Repeat the listing that comes next, leaving nothing out and changing nothing.

##############################

PR #933, opened 2023-11-27
multi-arch-builders/tofu: Add PowerVs configuration

ravanelli:
* Add Tofu configuration for provisioning our ppc64le instance on PowerVs
 * Include supplementary documentation for our Tofu and PowerVs procedures

### DIFF
--- a/multi-arch-builders/coreos-ppc64le-builder.bu
+++ b/multi-arch-builders/coreos-ppc64le-builder.bu
@@ -6,10 +6,6 @@
 #
 variant: fcos
 version: 1.4.0
-ignition:
-  config:
-    merge:
-      - local: builder-common.ign
 passwd:
   users:
     - name: builder
@@ -23,3 +19,19 @@ storage:
       overwrite: true
       contents:
         inline: coreos-ppc64le-builder
+     # It is a workaround due the IP/Route issue in PowerVs
+     # See more in the ppc64le README
+     - path: /etc/NetworkManager/system-connections/env2.nmconnection
+      mode: 0600
+      contents:
+        inline: |
+          [connection]
+          id=en
+          type=ethernet
+          interface-name=env2
+          [ipv4]
+          address1=10.130.1.149/25,10.130.1.129
+          dns=127.0.0.53;
+          dns-search=
+          may-fail=false
+          method=manual
--- a/multi-arch-builders/provisioning/ppc64le/README.md
+++ b/multi-arch-builders/provisioning/ppc64le/README.md
@@ -1,0 +1,58 @@
+# OpenTofu
+
+ OpenTofu, a Terraform fork, is an open-source infrastructure as code (IaC) tool
+ lets you define both cloud and on-prem resources in human-readable configuration files
+ that you can version, reuse, and share.
+
+ To proceed with the next steps, ensure that 'tofu' is installed on your system.
+ See: https://github.com/opentofu/opentofu/releases
+
+## Before starting
+
+### PowerVS credentials
+
+ - Ensure that you have access to our account.
+ - Verify that the Fedora CoreOS image has been uploaded to the designated bucket.
+   - TODO: Add bucket creation and image upload to tofu
+   - See documetation in how to upload the image manually:
+       https://cloud.ibm.com/docs/power-iaas?topic=power-iaas-deploy-custom-image
+### PowerVs Issues
+
+ - PowerVS seems to encounter a problem in creating the default local IP with the default route,
+resulting in issues to ssh to the server post-boot.
+To mitigate this, we've incorporated networking configurations into the Ignition file. However,
+we still with one issue during the Splunk Butane configuration, where the CA certification couldn't be
+downloaded during provisioning. If you encounter this issue, comment out the Red Hat CA download step
+and perform it manually on the machine after provisioning. 
+
+ - Additionally, it's important to note that PowerVS lacks the user data field in the web interface for providing
+the Ignition config.
+
+### TF vars via environment variables
+
+If you'd like to override the target distro (defaults to `fcos`) you
+can:
+
+```
+export TF_VAR_distro=rhcos
+```
+
+If you are deploying RHCOS you'll need to define variables for splunk configuration:
+
+```
+export TF_VAR_splunk_hostname=...
+export TF_VAR_splunk_sidecar_repo=...
+export TF_VAR_itpaas_splunk_repo=...
+```
+
+## Running tofu
+```bash
+   # To begin using it, run 'init' within this directory.
+   tofu init
+   # If you don't intend to make any changes to the code, simply run it:
+   tofu apply
+   # If you plan to make changes to the code as modules/plugins, go ahead and run it:
+   tofu init -upgrade
+   # To destroy it run:
+   tofu destroy -target aws_instance.coreos-aarch64-builder
+```
--- a/multi-arch-builders/provisioning/ppc64le/provider.tf
+++ b/multi-arch-builders/provisioning/ppc64le/provider.tf
@@ -1,0 +1,18 @@
+terraform {
+  required_providers {
+    ct = {
+      source  = "poseidon/ct"
+      version = "0.13.0"
+    }
+    ibm = {
+      source = "IBM-Cloud/ibm"
+      version = ">= 1.12.0"
+    }
+  }
+}
+
+provider "ibm" {
+    ibmcloud_api_key = var.ibmcloud_api_key
+    region    = "us-south"
+    zone      = var.ibmcloud_zone
+}
--- a/multi-arch-builders/provisioning/ppc64le/variables.tf
+++ b/multi-arch-builders/provisioning/ppc64le/variables.tf
@@ -1,0 +1,87 @@
+
+variable "ibmcloud_api_key" {
+    description = "Denotes the IBM Cloud API key to use"
+    default = ""
+}
+
+variable "ibmcloud_region" {
+    description = "Denotes which IBM Cloud region to connect to"
+    default     = "us-south"
+}
+
+#INSERTED FOR MULTI-ZONE REGION SUCH AS FRANKFURT
+
+variable "ibmcloud_zone" {
+    description = "Denotes which IBM Cloud zone to connect to - .i.e: eu-de-1 eu-de-2  us-south etc."
+    default     = "us-south"
+}
+
+# Got the ID from `ibmcloud resource service-instances --long field` command, refer GUID for the instance
+variable "power_instance_id" {
+    description = "Power Virtual Server instance ID associated with your IBM Cloud account (note that this is NOT the API key)"
+    default = "556eb201-32bf-4ae2-8ab5-dfd7bbe97789"
+}
+
+
+# The PowerVs cost are high, check the price before adding
+# more processors and memory. This number may change
+# due the PowerVs availability.
+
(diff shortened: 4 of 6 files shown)


multi-arch-builders/coreos-ppc64le-builder.bu
```diff
@@ -23,3 +19,23 @@ storage:
...
+          [connection]
+          id=en
+          type=ethernet
+          interface-name=env2
+          [ipv4]
+          address1=10.130.1.149/25,10.130.1.129
+          dns=127.0.0.53;
+          dns-search=
+          may-fail=false
+          method=manual
```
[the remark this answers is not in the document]
dustymabe: ok I see a comment in the readme about it - maybe mention briefly "a problem" here and mention more details are in the readme.

multi-arch-builders/coreos-ppc64le-builder.bu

##############################

> RESPONSE
PR #933, opened 2023-11-27
multi-arch-builders/tofu: Add PowerVs configuration

ravanelli:
* Add Tofu configuration for provisioning our ppc64le instance on PowerVs
 * Include supplementary documentation for our Tofu and PowerVs procedures

### DIFF
--- a/multi-arch-builders/coreos-ppc64le-builder.bu
+++ b/multi-arch-builders/coreos-ppc64le-builder.bu
@@ -6,10 +6,6 @@
 #
 variant: fcos
 version: 1.4.0
-ignition:
-  config:
-    merge:
-      - local: builder-common.ign
 passwd:
   users:
     - name: builder
@@ -23,3 +19,19 @@ storage:
       overwrite: true
       contents:
         inline: coreos-ppc64le-builder
+     # It is a workaround due the IP/Route issue in PowerVs
+     # See more in the ppc64le README
+     - path: /etc/NetworkManager/system-connections/env2.nmconnection
+      mode: 0600
+      contents:
+        inline: |
+          [connection]
+          id=en
+          type=ethernet
+          interface-name=env2
+          [ipv4]
+          address1=10.130.1.149/25,10.130.1.129
+          dns=127.0.0.53;
+          dns-search=
+          may-fail=false
+          method=manual
--- a/multi-arch-builders/provisioning/ppc64le/README.md
+++ b/multi-arch-builders/provisioning/ppc64le/README.md
@@ -1,0 +1,58 @@
+# OpenTofu
+
+ OpenTofu, a Terraform fork, is an open-source infrastructure as code (IaC) tool
+ lets you define both cloud and on-prem resources in human-readable configuration files
+ that you can version, reuse, and share.
+
+ To proceed with the next steps, ensure that 'tofu' is installed on your system.
+ See: https://github.com/opentofu/opentofu/releases
+
+## Before starting
+
+### PowerVS credentials
+
+ - Ensure that you have access to our account.
+ - Verify that the Fedora CoreOS image has been uploaded to the designated bucket.
+   - TODO: Add bucket creation and image upload to tofu
+   - See documetation in how to upload the image manually:
+       https://cloud.ibm.com/docs/power-iaas?topic=power-iaas-deploy-custom-image
+### PowerVs Issues
+
+ - PowerVS seems to encounter a problem in creating the default local IP with the default route,
+resulting in issues to ssh to the server post-boot.
+To mitigate this, we've incorporated networking configurations into the Ignition file. However,
+we still with one issue during the Splunk Butane configuration, where the CA certification couldn't be
+downloaded during provisioning. If you encounter this issue, comment out the Red Hat CA download step
+and perform it manually on the machine after provisioning. 
+
+ - Additionally, it's important to note that PowerVS lacks the user data field in the web interface for providing
+the Ignition config.
+
+### TF vars via environment variables
+
+If you'd like to override the target distro (defaults to `fcos`) you
+can:
+
+```
+export TF_VAR_distro=rhcos
+```
+
+If you are deploying RHCOS you'll need to define variables for splunk configuration:
+
+```
+export TF_VAR_splunk_hostname=...
+export TF_VAR_splunk_sidecar_repo=...
+export TF_VAR_itpaas_splunk_repo=...
+```
+
+## Running tofu
+```bash
+   # To begin using it, run 'init' within this directory.
+   tofu init
+   # If you don't intend to make any changes to the code, simply run it:
+   tofu apply
+   # If you plan to make changes to the code as modules/plugins, go ahead and run it:
+   tofu init -upgrade
+   # To destroy it run:
+   tofu destroy -target aws_instance.coreos-aarch64-builder
+```
--- a/multi-arch-builders/provisioning/ppc64le/provider.tf
+++ b/multi-arch-builders/provisioning/ppc64le/provider.tf
@@ -1,0 +1,18 @@
+terraform {
+  required_providers {
+    ct = {
+      source  = "poseidon/ct"
+      version = "0.13.0"
+    }
+    ibm = {
+      source = "IBM-Cloud/ibm"
+      version = ">= 1.12.0"
+    }
+  }
+}
+
+provider "ibm" {
+    ibmcloud_api_key = var.ibmcloud_api_key
+    region    = "us-south"
+    zone      = var.ibmcloud_zone
+}
--- a/multi-arch-builders/provisioning/ppc64le/variables.tf
+++ b/multi-arch-builders/provisioning/ppc64le/variables.tf
@@ -1,0 +1,87 @@
+
+variable "ibmcloud_api_key" {
+    description = "Denotes the IBM Cloud API key to use"
+    default = ""
+}
+
+variable "ibmcloud_region" {
+    description = "Denotes which IBM Cloud region to connect to"
+    default     = "us-south"
+}
+
+#INSERTED FOR MULTI-ZONE REGION SUCH AS FRANKFURT
+
+variable "ibmcloud_zone" {
+    description = "Denotes which IBM Cloud zone to connect to - .i.e: eu-de-1 eu-de-2  us-south etc."
+    default     = "us-south"
+}
+
+# Got the ID from `ibmcloud resource service-instances --long field` command, refer GUID for the instance
+variable "power_instance_id" {
+    description = "Power Virtual Server instance ID associated with your IBM Cloud account (note that this is NOT the API key)"
+    default = "556eb201-32bf-4ae2-8ab5-dfd7bbe97789"
+}
+
+
+# The PowerVs cost are high, check the price before adding
+# more processors and memory. This number may change
+# due the PowerVs availability.
+
(diff shortened: 4 of 6 files shown)


multi-arch-builders/coreos-ppc64le-builder.bu
```diff
@@ -23,3 +19,23 @@ storage:
...
+          [connection]
+          id=en
+          type=ethernet
+          interface-name=env2
+          [ipv4]
+          address1=10.130.1.149/25,10.130.1.129
+          dns=127.0.0.53;
+          dns-search=
+          may-fail=false
+          method=manual
```
[the remark this answers is not in the document]
dustymabe: ok I see a comment in the readme about it - maybe mention briefly "a problem" here and mention more details are in the readme.

multi-arch-builders/coreos-ppc64le-builder.bu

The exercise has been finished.